Context encoding enables machine learning-based quantitative photoacoustics
This addresses the problem of real-time monitoring of tissue parameters like blood oxygenation for medical diagnosis and therapy, representing a novel method for a known bottleneck.
The paper tackles the challenge of quantifying optical absorption in photoacoustic imaging by introducing the first machine learning-based approach, which uses context encoding to achieve highly accurate and robust results in simulated experiments.
Real-time monitoring of functional tissue parameters, such as local blood oxygenation, based on optical imaging could provide groundbreaking advances in the diagnosis and interventional therapy of various diseases.
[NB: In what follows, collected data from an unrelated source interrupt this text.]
PR #1221, opened 2026-06-06
fix: use public cancelled property in streaming thunk

### LINKED ISSUE #1219: fix(streaming): use public mot.cancelled property in streaming.py:437

miloquinn:
## Summary
Use the public `ModelOutputThunk.cancelled` property when copying cancellation state into a streaming result thunk.

## Root Cause
`StreamChunkingResult.as_thunk` read `self._mot._cancelled` directly. That reaches into a private implementation detail even though the public `cancelled` property already exposes the intended read-only state.

## Fix
Change the right-hand side to `self._mot.cancelled` while keeping the write to `thunk._cancelled`, since the generated thunk still needs its internal state populated.

## Impact
No behavior change is intended. This keeps the streaming thunk wrapper aligned with the public `ModelOutputThunk` API and avoids depending on a private field.

## Tests
- `uv run pytest -q test/stdlib/test_streaming.py -k 'as_thunk or cancelled_flag'`
- `uv run ruff check mellea/stdlib/streaming.py`
- `uv run pytest -q test/stdlib/test_streaming.py`

Fixes #1219

### DIFF
--- a/mellea/stdlib/streaming.py
+++ b/mellea/stdlib/streaming.py
@@ -434,7 +434,7 @@ class StreamChunkingResult:
                 "as_thunk accessed before acomplete() — await acomplete() first"
             )
         thunk = ModelOutputThunk(value=self.full_text)
-        thunk._cancelled = self._mot._cancelled
+        thunk._cancelled = self._mot.cancelled
         thunk.generation = copy(self._mot.generation)
         thunk.parsed_repr = thunk.value  # type: ignore[assignment]
         return thunk


psschwei:
Hi @miloquinn, thanks so much for taking the time to dig into this and submit a fix! We really appreciate the contribution.

It looks like there’s already an open PR (#1220 ) that’s addressing this same issue. To avoid duplicating work, we’ll likely move forward with that one.

That said, we’d absolutely love to have your help on other issues! If you’re still interested, feel free to check out our open issues (especially ones labeled “good first issue” or “help wanted”). We’d be happy to support you on another contribution.

Thanks again, and hope to see more from you!

PR #1234, opened 2026-06-09
ci(quality): retry ollama model pull on transient network failure

### LINKED ISSUE #1233: ci: intermittent quality CI failure — ollama model pull connection reset
## Problem

The `code-checks / quality` CI job occasionally fails at the *Pull models* step with:

```
Error: pull model manifest: Get "https://registry.ollama.ai/v2/library/granite4.1/manifests/3b": read tcp ...: read: connection reset by peer
```

This is a transient network error from Ollama's registry CDN. A single failed pull fails the entire quality run across all three Python matrix versions, requiring a manual re-run.

## Observed behaviour

- Failure is transient — a manual re-run of the same commit passes cleanly
- Occurs at the `ollama pull granite4.1:3b` step in `.github/workflows/quality.yml`
- The current step has no retry logic, so one connection reset = one wasted run

## Fix

Wrap the `ollama pull` call in a retry loop (5 attempts, 20s backoff, ~2 min total headroom). A PR is linked.

planetf1:
Fixes #1233

## What

The `Pull models` step in `.github/workflows/quality.yml` calls `ollama pull granite4.1:3b` with no retry logic. A single `connection reset by peer` from Ollama's CDN fails all three Python matrix jobs and requires a manual re-run.

Wraps the pull in a retry loop: 5 attempts, 20-second backoff, ~2 minutes of total headroom — enough to ride out transient CDN blips while still failing fast on real errors (wrong model name, Ollama not running, sustained outage).

## Why not cache?

Caching the model blobs is a follow-on improvement. The retry loop addresses the flakiness with a two-line change; caching requires knowing the correct system path for Ollama's model store on the GitHub-hosted runner and managing cache invalidation. Filed separately.

## Testing

Observed the failure mode on PR #1174 (`connection reset by peer` on `granite4.1:3b`). Re-run passed. The retry loop was added and the subsequent CI run for #1174 is currently in progress with the fix in place.

### DIFF
--- a/.github/workflows/quality.yml
+++ b/.github/workflows/quality.yml
@@ -99,7 +99,11 @@ jobs:
         run: nohup ollama serve &
       - name: Pull models
         run: |
-          ollama pull granite4.1:3b
+          for i in 1 2 3; do
+            ollama pull granite4.1:3b && break
+            echo "Attempt $i failed, retrying in 15s..."
+            sleep 15
+          done
       - name: Run Tests
         id: tests
         env:
--- a/.github/workflows/quality.yml
+++ b/.github/workflows/quality.yml
@@ -99,10 +99,10 @@ jobs:
         run: nohup ollama serve &
       - name: Pull models
         run: |
-          for i in 1 2 3; do
+          for i in 1 2 3 4 5; do
             ollama pull granite4.1:3b && break
-            echo "Attempt $i failed, retrying in 15s..."
-            sleep 15
+            echo "Attempt $i failed, retrying in 20s..."
+            sleep 20
           done
       - name: Run Tests
         id: tests


akihikokuroda (approved):
LGTM

markstur (commented):
Seems like on the 5, it will echo "retrying..." and continue successfully (to whatever error happens later), when it probably should instead exit 1 on that last attempt.

Something like this (untested):

```
for i in 1 2 3 4 5; do
  ollama pull granite4.1:3b && break
  if [ $i -lt 5 ]; then
    echo "Attempt $i failed, retrying in 20s..."
    sleep 20
  else
    echo "Attempt $i failed, no more retries"
    exit 1
  fi
done
```

This fixes:
1. Exits with code 1 if all attempts fail
2. Shows meaningful message on final attempt instead of retrying...

But I'm not going to -1 this because I'm sure what you have generally works and solves the problem well enough.  Also, looking forward to future caching!

planetf1:
@markstur you're right. not quite the intention of the fix. It does retry (to avoid the issue), and will fail a little later it it can't pull - as the model doesn't exist. So first order issue is addressed. But that wastes time looking at log figuring out why. Thanks .. fixing...!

While photoacoustic (PA) imaging is a novel modality with great potential to measure optical absorption deep inside tissue, quantification of the measurements remains a major challenge. In this paper, we introduce the first machine learning based approach to quantitative PA imaging (qPAI), which relies on learning the fluence in a voxel to deduce the corresponding optical absorption. The method encodes relevant information of the measured signal and the characteristics of the imaging system in voxel-based feature vectors, which allow the generation of thousands of training samples from a single simulated PA image. Comprehensive in silico experiments suggest that context encoding (CE)-qPAI enables highly accurate and robust quantification of the local fluence and thereby the optical absorption from PA images.